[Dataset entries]
BEGIN
PR #223, opened 2026-05-03
feat(xlsx): chart data-labels showLegendKey flag — read, write, clone-through

productdevbook:
## Summary

Surfaces the `<c:showLegendKey>` element on `<c:dLbls>` at the read, write, and clone layers so a template's `showLegendKey` toggle survives `parseChart` -> `cloneChart` -> `writeXlsx` and can be authored from scratch on a fresh chart.

`<c:showLegendKey>` mirrors Excel's "Format Data Labels -> Legend Key" checkbox — when on, Excel paints the legend's color swatch (the small marker / bar shown in the chart legend) inline with every data label. The element lives on `CT_DLbls`, which appears at both the chart-type level (`<c:barChart><c:dLbls>` etc.) and the per-series level (`<c:ser><c:dLbls>`), so the flag threads through every chart family that supports data labels (bar / column / line / area / pie / doughnut / scatter).

Up until now hucre's writer always pinned `val="0"`, so a template that pinned `val="1"` flattened back to the default on every parse -> clone -> write loop. This bridges another data-label-configuration gap for the dashboard composition flow tracked in #136.

Refs #136

## API

```ts

// -- Read side --
console.log(source.dataLabels?.showLegendKey); // true (template pinned val="1")

// -- Write side --
await writeXlsx({
  sheets: [{
    name: "Dashboard",
    rows: [...],
    charts: [{
      type: "column",
      series: [{ values: "B2:B10", categories: "A2:A10" }],
      dataLabels: {
        showValue: true,
        showLegendKey: true, // paint the legend swatch beside every label
        position: "outEnd",
      },
    }],
  }],
});

// -- Clone-through --
  // dataLabels: undefined  -> inherit (showLegendKey: true carries through)
  // dataLabels: null       -> drop the inherited block entirely
  // dataLabels: { ... }    -> wholesale replace (no per-field merge)
});
```

## Model

```ts
export interface ChartDataLabels {
  // ...existing fields...
  showLegendKey?: boolean;
}

export interface ChartDataLabelsInfo {
  // ...existing fields...
  showLegendKey?: boolean;
}
```

## Scope rules

- Element appears at both the chart-type-level and per-series `<c:dLbls>`. The flag follows the existing `dataLabels` resolution path on both layers (chart-level + series overrides via `seriesOverrides[i].dataLabels`).
- Default `false` (no legend swatch) collapses to `undefined` on read so absence and the OOXML default round-trip identically.
- Non-boolean inputs collapse to `false` on the writer side to keep the on-the-wire output stable, mirroring how the other `show*` toggles (showValue / showCategoryName / showSeriesName / showPercent) treat their inputs.
- A `<c:dLbls>` block whose only meaningful flag is `showLegendKey: true` (every other show toggle off, no position, no separator) still surfaces on the read side — Excel renders the swatch beside otherwise-empty label slots.
- Element ordering inside `<c:dLbls>` follows CT_DLbls: `dLblPos` (when set) before `showLegendKey` before `showVal` / `showCatName` / `showSerName` / `showPercent` / `showBubbleSize` before `separator`.

## Test plan

- [x] `pnpm test` (oxlint + oxfmt + tsgo + vitest) — 3281 tests passing.
- [x] `parseChart` covers truthy / falsy spellings, default collapse, missing `val`, unknown tokens, the showLegendKey-alone-surfaces case, series-level surfacing, and co-surfacing with other show toggles + separator.
- [x] `writeChart` covers default `val="0"` emit, true emit, false-equals-omit, non-boolean fallback, exactly-one-emit guard, OOXML element ordering, series-level threading, multi-family threading (pie / line / scatter), and end-to-end packaging via `writeXlsx`.
- [x] `cloneChart` covers chart-level inherit / null / wholesale-replace, per-series inherit / null / wholesale-replace, composition with other show toggles + position + separator, chart-type coercion (bar -> line) carry, and end-to-end through `parseChart -> cloneChart -> writeChart` plus packaging via `writeXlsx`.

### DIFF
--- a/README.md
+++ b/README.md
END
* PROBLEM DESCRIPTION
Begin with the first line of the records and reproduce each line as is, ending with the line that holds "a fresh chart.".

* WORKED SOLUTION
PR #223, opened 2026-05-03
feat(xlsx): chart data-labels showLegendKey flag — read, write, clone-through

productdevbook:
## Summary

Surfaces the `<c:showLegendKey>` element on `<c:dLbls>` at the read, write, and clone layers so a template's `showLegendKey` toggle survives `parseChart` -> `cloneChart` -> `writeXlsx` and can be authored from scratch on a fresh chart.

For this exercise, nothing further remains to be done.